Well, there are a few tips to get you ready for Monday. Hope they are helpful and that we can all actually follow them. If anyone is really doing this hard core (and as I'm sure Adge, Steve, and Trevor can all attest to) you'll see and feel the most significant changes through making changes in your diet.

EatingWell Newsletters

For anyone interested, I signed up for the EatingWell free newsletters and I've quite enjoyed them. They either send new recipes to try or tips on cooking healthier.

Here's the link....

http://eatingwell.com/newsletters/

Wednesday, June 25, 2008

The Carlile Round-up is Coming....

Yes, that's right folks. We'll all be smelling the sweet scent of Goody's in just a matter of weeks, just 8 weeks in fact.

(yes, the picture is really the inside of Goody's...MMmmm)
BUT....



...let's be frank, a few of us have been talking and feel like we are starting to turn into goodies - that thick peanutbutter fudge, squishy green and white frogs, oh so soft roasted marshmellow jelly bellies, or just flat out gooey carmel corn.

Thus, for all those interested participants, we're going to go on a "Feel Great in Only 8" program - it's only 8 weeks before we step in that grand ol' shop named Goody's. This is a program for not only those that would like to lose weight, but all those who just want to try and improve their health....so basically I'm saying everyone in the family should enroll. Ja?

Some may wonder what the "Feel Great in Only 8" program is, and I'm here to tell you. Well, kind of. I've got some ideas, I've talked to others who have ideas about stuff, so we're just going to start with those ideas and then take any as they come and keep working to improve our health for just a short 8 weeks!

Everyone who wants to participate must do the following 2 things:


1. Report a single health statistic every Monday. For most, this will likely be weight lost. For others, this could be weight gained, blood pressure dropped, # of times you brushed your teeth, # of times you exercised, whatever you'd like really. This is purely so we all feel some level of accountability. Just drop me an email each Monday and we'll figure out some tasteful method of reporting.

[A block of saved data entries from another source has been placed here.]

PR #356, opened 2015-10-01
Report events before closing EventReporter

pcadabam:
- Report all the events before closing the reporter
- Removed call to close all reporters in GobblinMetrics as the reporters are already registered with closer.

@ibuenros can you take a look at this?


ibuenros:
LGTM

PR #359, opened 2015-10-02
ETL-3519: Add mysql utils to gobblin-utility

ydai1124:
Added jdbc module to gobblin-util.
Deprecated DataSourceProvider in gobblin-metastore.


gobblin-metastore/src/main/java/gobblin/metastore/DataSourceProvider.java
```diff
@@ -12,42 +12,21 @@
...
- *
- * @author ynli
+ * {@inheritDoc}
+ * @deprecated This class is replaced by {@link JobHistoryDataSourceProvider}
  */
-public class DataSourceProvider implements Provider<DataSource> {
-
-  private final BasicDataSource basicDataSource;
+@Deprecated
+public class DataSourceProvider extends JobHistoryDataSourceProvider {
```
liyinan926: Actually you don't need to keep this and deprecate as this class is not part of the public API.

gobblin-metastore/src/main/java/gobblin/metastore/JobHistoryDataSourceProvider.java
```diff
@@ -0,0 +1,40 @@
...
+
+
+/**
+ * This class extends {@link gobblin.util.jdbc.DataSourceProvider} with its own property keys.
+ */
+public class JobHistoryDataSourceProvider extends gobblin.util.jdbc.DataSourceProvider {
+
+  @Inject
+  public JobHistoryDataSourceProvider(@Named("dataSourceProperties") Properties properties) {
+    super();
```
liyinan926: This is not necessary as it's called implicitly.

gobblin-utility/src/main/java/gobblin/util/jdbc/DataSourceModule.java
```diff
@@ -0,0 +1,39 @@
...
+
+/**
+ * A Guice module defining the dependencies used by the jdbc data source.
+ */
+public class DataSourceModule extends AbstractModule {
+
+  private final Properties properties;
+
+  public DataSourceModule(Properties properties) {
+    this.properties = properties;
```
liyinan926: I suggest making a copy here so any potential updates to the `properties` won't affect the behavior of this module.

ydai1124:
@liyinan926 Updated.

chavdar:
LGTM

PR #360, opened 2015-10-02
Add SingleTaskDataPublisher and restore DataPublisher to the original API

zliu41:
@ibuenros could you review?

### DIFF
--- a/gobblin-runtime/src/main/java/gobblin/runtime/Task.java
+++ b/gobblin-runtime/src/main/java/gobblin/runtime/Task.java
@@ -36,6 +36,7 @@ import gobblin.fork.ForkOperator;
 import gobblin.instrumented.extractor.InstrumentedExtractorBase;
 import gobblin.instrumented.extractor.InstrumentedExtractorDecorator;
 import gobblin.publisher.DataPublisher;
+import gobblin.publisher.SingleTaskDataPublisher;
 import gobblin.qualitychecker.row.RowLevelPolicyCheckResults;
 import gobblin.qualitychecker.row.RowLevelPolicyChecker;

2. Agree to follow the weekly challenges. To assist in improving our health statistics, we will have weekly challenges. The weekly challenges will be posted on the blog the Friday before (challenge beginning the next Monday). Thus, if you need to get anything or prepare for it, you will have time over the weekend. I will be accepting any suggestions for challenges, but until I receive some they'll be whatever I want them to be:) (The weekly challenges will be posted on the side of the blog, week's 1 is already posted).

In closing, to pledge your participation to the "Feel Great in Only 8" program you must leave a comment that consists of your own personal mission statement for the eight week program.

So folks, let's get motivated! We're only talking 8 weeks folks. 8 measley weeks. So let's work hard for just 56 days!!!

Ps. I will be giving all of you editor access if you would ever like to treat us with tips you have, great recipes, or just for a good laugh.